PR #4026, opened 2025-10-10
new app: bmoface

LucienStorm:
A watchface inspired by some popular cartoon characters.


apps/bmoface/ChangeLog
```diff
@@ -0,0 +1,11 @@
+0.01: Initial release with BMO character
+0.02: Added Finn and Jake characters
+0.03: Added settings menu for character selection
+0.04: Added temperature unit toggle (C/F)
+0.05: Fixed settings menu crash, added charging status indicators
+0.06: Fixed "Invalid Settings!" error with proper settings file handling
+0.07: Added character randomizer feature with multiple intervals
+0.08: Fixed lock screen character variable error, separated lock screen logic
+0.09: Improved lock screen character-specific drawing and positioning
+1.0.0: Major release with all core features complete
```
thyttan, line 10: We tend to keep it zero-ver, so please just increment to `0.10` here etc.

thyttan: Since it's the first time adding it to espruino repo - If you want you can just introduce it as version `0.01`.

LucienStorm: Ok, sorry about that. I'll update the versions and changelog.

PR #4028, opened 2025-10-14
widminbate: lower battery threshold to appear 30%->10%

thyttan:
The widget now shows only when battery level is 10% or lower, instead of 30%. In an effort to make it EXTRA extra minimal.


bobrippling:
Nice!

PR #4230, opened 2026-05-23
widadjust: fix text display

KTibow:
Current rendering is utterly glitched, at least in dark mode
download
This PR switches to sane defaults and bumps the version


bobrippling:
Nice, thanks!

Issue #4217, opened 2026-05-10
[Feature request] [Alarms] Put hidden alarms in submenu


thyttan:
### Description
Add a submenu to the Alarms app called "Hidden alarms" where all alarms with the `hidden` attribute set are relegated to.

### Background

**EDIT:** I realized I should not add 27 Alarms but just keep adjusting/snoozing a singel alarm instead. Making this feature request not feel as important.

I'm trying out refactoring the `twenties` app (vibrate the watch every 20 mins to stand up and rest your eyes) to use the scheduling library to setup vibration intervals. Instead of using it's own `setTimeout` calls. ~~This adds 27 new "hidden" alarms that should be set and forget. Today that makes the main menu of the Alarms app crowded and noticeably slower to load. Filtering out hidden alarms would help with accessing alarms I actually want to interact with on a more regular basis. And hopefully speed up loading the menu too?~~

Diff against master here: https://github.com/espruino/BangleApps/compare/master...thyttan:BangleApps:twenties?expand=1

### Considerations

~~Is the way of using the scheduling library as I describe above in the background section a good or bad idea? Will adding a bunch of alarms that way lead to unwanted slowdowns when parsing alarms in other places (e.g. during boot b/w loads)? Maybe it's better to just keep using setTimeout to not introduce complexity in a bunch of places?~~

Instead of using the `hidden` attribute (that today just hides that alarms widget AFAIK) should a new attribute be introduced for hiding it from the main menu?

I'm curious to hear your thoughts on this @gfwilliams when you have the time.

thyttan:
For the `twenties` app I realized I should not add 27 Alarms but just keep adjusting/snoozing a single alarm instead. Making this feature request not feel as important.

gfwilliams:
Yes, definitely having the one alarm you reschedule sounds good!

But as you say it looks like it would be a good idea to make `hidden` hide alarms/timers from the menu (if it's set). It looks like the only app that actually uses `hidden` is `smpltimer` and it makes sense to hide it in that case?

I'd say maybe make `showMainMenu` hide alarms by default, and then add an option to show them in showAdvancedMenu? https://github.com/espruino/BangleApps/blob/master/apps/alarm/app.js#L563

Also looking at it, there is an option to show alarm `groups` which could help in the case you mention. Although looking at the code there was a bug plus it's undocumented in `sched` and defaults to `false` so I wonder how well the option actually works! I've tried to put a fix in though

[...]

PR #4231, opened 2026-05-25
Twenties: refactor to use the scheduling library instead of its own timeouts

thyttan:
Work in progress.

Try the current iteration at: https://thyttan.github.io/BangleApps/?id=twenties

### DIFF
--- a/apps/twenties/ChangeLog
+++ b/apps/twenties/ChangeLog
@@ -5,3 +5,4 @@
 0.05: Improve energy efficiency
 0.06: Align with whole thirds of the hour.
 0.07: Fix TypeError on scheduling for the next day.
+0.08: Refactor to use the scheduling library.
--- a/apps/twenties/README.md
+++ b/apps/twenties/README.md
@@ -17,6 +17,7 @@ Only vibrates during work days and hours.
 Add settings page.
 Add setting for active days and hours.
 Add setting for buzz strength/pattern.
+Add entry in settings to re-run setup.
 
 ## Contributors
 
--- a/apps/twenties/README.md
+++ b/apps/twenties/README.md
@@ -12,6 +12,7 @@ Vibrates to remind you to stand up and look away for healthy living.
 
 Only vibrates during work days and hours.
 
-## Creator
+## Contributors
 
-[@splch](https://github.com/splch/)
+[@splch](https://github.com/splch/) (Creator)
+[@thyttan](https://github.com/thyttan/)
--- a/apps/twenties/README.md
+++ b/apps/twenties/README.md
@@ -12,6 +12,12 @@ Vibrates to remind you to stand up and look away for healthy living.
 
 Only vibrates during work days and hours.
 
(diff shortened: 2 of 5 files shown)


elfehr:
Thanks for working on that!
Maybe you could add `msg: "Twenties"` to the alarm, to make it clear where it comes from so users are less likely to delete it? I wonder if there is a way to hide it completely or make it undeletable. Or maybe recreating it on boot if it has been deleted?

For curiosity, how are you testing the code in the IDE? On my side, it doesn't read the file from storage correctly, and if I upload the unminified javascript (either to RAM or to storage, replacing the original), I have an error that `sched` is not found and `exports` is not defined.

■ WHAT TO WORK ON: Copy the data above in its entirety, exactly as given.

■ RESULT OF THIS EXERCISE:
PR #4026, opened 2025-10-10
new app: bmoface

LucienStorm:
A watchface inspired by some popular cartoon characters.


apps/bmoface/ChangeLog
```diff
@@ -0,0 +1,11 @@
+0.01: Initial release with BMO character
+0.02: Added Finn and Jake characters
+0.03: Added settings menu for character selection
+0.04: Added temperature unit toggle (C/F)
+0.05: Fixed settings menu crash, added charging status indicators
+0.06: Fixed "Invalid Settings!" error with proper settings file handling
+0.07: Added character randomizer feature with multiple intervals
+0.08: Fixed lock screen character variable error, separated lock screen logic
+0.09: Improved lock screen character-specific drawing and positioning
+1.0.0: Major release with all core features complete
```
thyttan, line 10: We tend to keep it zero-ver, so please just increment to `0.10` here etc.

thyttan: Since it's the first time adding it to espruino repo - If you want you can just introduce it as version `0.01`.

LucienStorm: Ok, sorry about that. I'll update the versions and changelog.

PR #4028, opened 2025-10-14
widminbate: lower battery threshold to appear 30%->10%

thyttan:
The widget now shows only when battery level is 10% or lower, instead of 30%. In an effort to make it EXTRA extra minimal.


bobrippling:
Nice!

PR #4230, opened 2026-05-23
widadjust: fix text display

KTibow:
Current rendering is utterly glitched, at least in dark mode
download
This PR switches to sane defaults and bumps the version


bobrippling:
Nice, thanks!

Issue #4217, opened 2026-05-10
[Feature request] [Alarms] Put hidden alarms in submenu


thyttan:
### Description
Add a submenu to the Alarms app called "Hidden alarms" where all alarms with the `hidden` attribute set are relegated to.

### Background

**EDIT:** I realized I should not add 27 Alarms but just keep adjusting/snoozing a singel alarm instead. Making this feature request not feel as important.

I'm trying out refactoring the `twenties` app (vibrate the watch every 20 mins to stand up and rest your eyes) to use the scheduling library to setup vibration intervals. Instead of using it's own `setTimeout` calls. ~~This adds 27 new "hidden" alarms that should be set and forget. Today that makes the main menu of the Alarms app crowded and noticeably slower to load. Filtering out hidden alarms would help with accessing alarms I actually want to interact with on a more regular basis. And hopefully speed up loading the menu too?~~

Diff against master here: https://github.com/espruino/BangleApps/compare/master...thyttan:BangleApps:twenties?expand=1

### Considerations

~~Is the way of using the scheduling library as I describe above in the background section a good or bad idea? Will adding a bunch of alarms that way lead to unwanted slowdowns when parsing alarms in other places (e.g. during boot b/w loads)? Maybe it's better to just keep using setTimeout to not introduce complexity in a bunch of places?~~

Instead of using the `hidden` attribute (that today just hides that alarms widget AFAIK) should a new attribute be introduced for hiding it from the main menu?

I'm curious to hear your thoughts on this @gfwilliams when you have the time.

thyttan:
For the `twenties` app I realized I should not add 27 Alarms but just keep adjusting/snoozing a single alarm instead. Making this feature request not feel as important.

gfwilliams:
Yes, definitely having the one alarm you reschedule sounds good!

But as you say it looks like it would be a good idea to make `hidden` hide alarms/timers from the menu (if it's set). It looks like the only app that actually uses `hidden` is `smpltimer` and it makes sense to hide it in that case?

I'd say maybe make `showMainMenu` hide alarms by default, and then add an option to show them in showAdvancedMenu? https://github.com/espruino/BangleApps/blob/master/apps/alarm/app.js#L563

Also looking at it, there is an option to show alarm `groups` which could help in the case you mention. Although looking at the code there was a bug plus it's undocumented in `sched` and defaults to `false` so I wonder how well the option actually works! I've tried to put a fix in though

[...]

PR #4231, opened 2026-05-25
Twenties: refactor to use the scheduling library instead of its own timeouts

thyttan:
Work in progress.

Try the current iteration at: https://thyttan.github.io/BangleApps/?id=twenties

### DIFF
--- a/apps/twenties/ChangeLog
+++ b/apps/twenties/ChangeLog
@@ -5,3 +5,4 @@
 0.05: Improve energy efficiency
 0.06: Align with whole thirds of the hour.
 0.07: Fix TypeError on scheduling for the next day.
+0.08: Refactor to use the scheduling library.
--- a/apps/twenties/README.md
+++ b/apps/twenties/README.md
@@ -17,6 +17,7 @@ Only vibrates during work days and hours.
 Add settings page.
 Add setting for active days and hours.
 Add setting for buzz strength/pattern.
+Add entry in settings to re-run setup.
 
 ## Contributors
 
--- a/apps/twenties/README.md
+++ b/apps/twenties/README.md
@@ -12,6 +12,7 @@ Vibrates to remind you to stand up and look away for healthy living.
 
 Only vibrates during work days and hours.
 
-## Creator
+## Contributors
 
-[@splch](https://github.com/splch/)
+[@splch](https://github.com/splch/) (Creator)
+[@thyttan](https://github.com/thyttan/)
--- a/apps/twenties/README.md
+++ b/apps/twenties/README.md
@@ -12,6 +12,12 @@ Vibrates to remind you to stand up and look away for healthy living.
 
 Only vibrates during work days and hours.
 
(diff shortened: 2 of 5 files shown)


elfehr:
Thanks for working on that!
Maybe you could add `msg: "Twenties"` to the alarm, to make it clear where it comes from so users are less likely to delete it? I wonder if there is a way to hide it completely or make it undeletable. Or maybe recreating it on boot if it has been deleted?

For curiosity, how are you testing the code in the IDE? On my side, it doesn't read the file from storage correctly, and if I upload the unminified javascript (either to RAM or to storage, replacing the original), I have an error that `sched` is not found and `exports` is not defined.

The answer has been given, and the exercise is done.